The magic occurs in the fact that each of the instance methods above (.then(), .catch(), .finally()) each return a new Promise, different from the original one. This allows us to retrieve some data and then subsequently use that retrieved data to produce more data.

const promise1 = new Promise((resolve, reject) => {
  setTimeout(() => resolve(1), 1000);
}).then(result => {
  console.log(result);
  return new Promise((resolve, reject) => {
    setTimeout(() => resolve(result * 2), 1000);
  })
}).then(result => {
  console.log(result);
  return new Promise((resolve, reject) => {
    setTimeout(() => resolve(result * 2), 1000);
  })
}).then(result => {
  console.log(result);
  return new Promise((resolve, reject) => {
    setTimeout(() => resolve(result * 2), 1000);
  })
})
/*
 * Expected result:
 * 1 (after one second)
 * 2 (after two seconds)
 * 4 (after three seconds)
 */

In this little example, we are calling a Promise that resolves the number 1 after one second and returns a new Promise. This new Promise resolves the product of 1 multiplied by 2, giving us 2 after another second and returning a new Promise. This new Promise resolves the product of 2 multiplied by 2, giving us 4 after another second.

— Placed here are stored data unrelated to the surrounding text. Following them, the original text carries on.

PR #7004, opened 2021-07-17
fix(Core/WorldSocket): error C2102

Kitzunu:
## Changes Proposed:
- for c++20 build

### DIFF
--- a/src/server/game/Server/WorldSocketMgr.cpp
+++ b/src/server/game/Server/WorldSocketMgr.cpp
@@ -62,7 +62,7 @@ bool WorldSocketMgr::StartWorldNetwork(Acore::Asio::IoContext& ioContext, std::s
     if (!BaseSocketMgr::StartNetwork(ioContext, bindIp, port, threadCount))
         return false;
 
-    _acceptor->AsyncAcceptWithCallback<&OnSocketAccept>();
+    _acceptor->AsyncAcceptWithCallback<OnSocketAccept>();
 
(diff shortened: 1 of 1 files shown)


Winfidonarleyan:
Need test this

src/server/game/Server/WorldSocketMgr.cpp
```diff
@@ -62,7 +62,7 @@ bool WorldSocketMgr::StartWorldNetwork(Acore::Asio::IoContext& ioContext, std::s
     if (!BaseSocketMgr::StartNetwork(ioContext, bindIp, port, threadCount))
         return false;
 
-    _acceptor->AsyncAcceptWithCallback<&OnSocketAccept>();
+    _acceptor->AsyncAcceptWithCallback<OnSocketAccept>();
```
FrancescoBorzi, line 65: not sure about this tbh

FrancescoBorzi (changes requested):

src/server/game/Server/WorldSocketMgr.cpp
Kitzunu: So what do you suggest to do instead?

FrancescoBorzi: @Kitzunu no idea.. unfortunately, I didn't have the opportunity to dig into this

Kitzunu:
gonna close, I dont think this is the right approach

PR #7117, opened 2021-07-25
fix(Core/Player): fix Eluna hook in Player::CanUseItem

r-o-b-o-t-o:
## Changes Proposed:
- The whole function (except for the Eluna hook call) was in a big `if`, this PR reverses the `if` and uses an early return instead.
- Add braces to the `if`s that were in there.
- The Eluna hook (`OnCanUseItem`) is now called correctly.

## Tests Performed:

- Compiled C++ changes and tested on Windows 10 client and server

## How to Test the Changes:

* Make sure that items are still functional, use potions for example
* Before pulling the PR, create a lua script that uses `PLAYER_EVENT_ON_CAN_USE_ITEM` ([docs here](https://elunaluaengine.github.io/Global/RegisterPlayerEvent.html)): notice that the callback is not called. After building with this PR, make sure that the event works. Example script:
```lua
local PLAYER_EVENT_ON_CAN_USE_ITEM = 31
local EQUIP_ERR_OK = 0
RegisterPlayerEvent(PLAYER_EVENT_ON_CAN_USE_ITEM, function(event, player, itemEntry)
	print("Item " .. itemEntry .. " used by " .. player:GetName())
	return EQUIP_ERR_OK
end)
```

### DIFF
--- a/src/server/game/Entities/Player/PlayerStorage.cpp
+++ b/src/server/game/Entities/Player/PlayerStorage.cpp
@@ -2294,48 +2294,70 @@ InventoryResult Player::CanUseItem(ItemTemplate const* proto) const
 {
     // Used by group, function NeedBeforeGreed, to know if a prototype can be used by a player
 
-    if (proto)
+    if (!proto)
     {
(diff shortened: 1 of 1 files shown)


Nefertumm (approved):

Nefertumm:
@azerothcore/testers please test this one too :)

There is a lot more to promise chains than this blog post is intended to cover, like handling rejections. It's a very complicated topic that is outside the scope of a single blog post meant to introduce you to the idea of a Promise and all of its parts, but maybe one day soon I'll do a deep dive into promise chains. I'll wrap this post up for now, but if I missed anything or you want something to be further explained, please reach out to me at joey@joeyreyes.dev. Thank you so much for reading!

Glossary

  • Synchronous JavaScript: JavaScript code that can run successfully as soon as the environment/engine/browser is told to execute it.
  • Asynchronous JavaScript: JavaScript code that needs to wait until some operation has completed in order to run correctly. This operation can take an unknown amount of time and may either succeed or failure. Asynchronous code is all about handling that success or failure of a value delivered in the future.
  • Callback: A type of function used in Asynchronous JavaScript that runs after an asynchronous operation has completed.
  • Callback Hell: A coding anti-pattern in JavaScript in which numerous asynchronous tasks have been written using a series of callback functions in such a way that it's difficult to read and do error-tracing on.
  • Promise: A special kind of asynchronous task constructor introduced in ES5 that uses a non-callback based pattern and syntax, helping to eliminate callback hell. Promise is an asynchronous technique that represents a promise to return some kind of value, and instructions for what to do if that data request fails and no data is delivered.
  • Executor: "Producing code," or the operation within a Promise that will take time and return either a success or failure. An example would be an API call to retrieve some data.
  • Instance Method: "Consuming code", or functions that are appended to a Promise that do something when a Promise has settled. These include the following:
    • .then(): Instance method that functions based on either the success or failure of a Promise.
    • .catch(): Instance method that functions only on the failure of a function.
    • .finally(): Instance method that always functions, regardless of the success or failure of a Promise.
  • Handler: A callback function passed as an argument to an Instance Method that handles the results of a Promise.
  • Promise State: A Promise's status. There are four states a Promise can be in:
    • Pending: The default state of a Promise that has not fulfilled or rejected.
    • Fulfilled: The state of a Promise whose executor function has returned successfully; carries a value.
    • Rejected: The state of a Promise whose executor has returned unsuccessfully; carries an error.
    • Settled: The state of a Promise that has either fulfilled or rejected, this is the opposite state of pending.
  • Promise Chain: A technique that connects multiple Promises sequentially, leveraging the fact that Promise instance methods return new Promises that are different from the original Promise and carry either the value from a successful executor function call or the error from a rejected executor function call.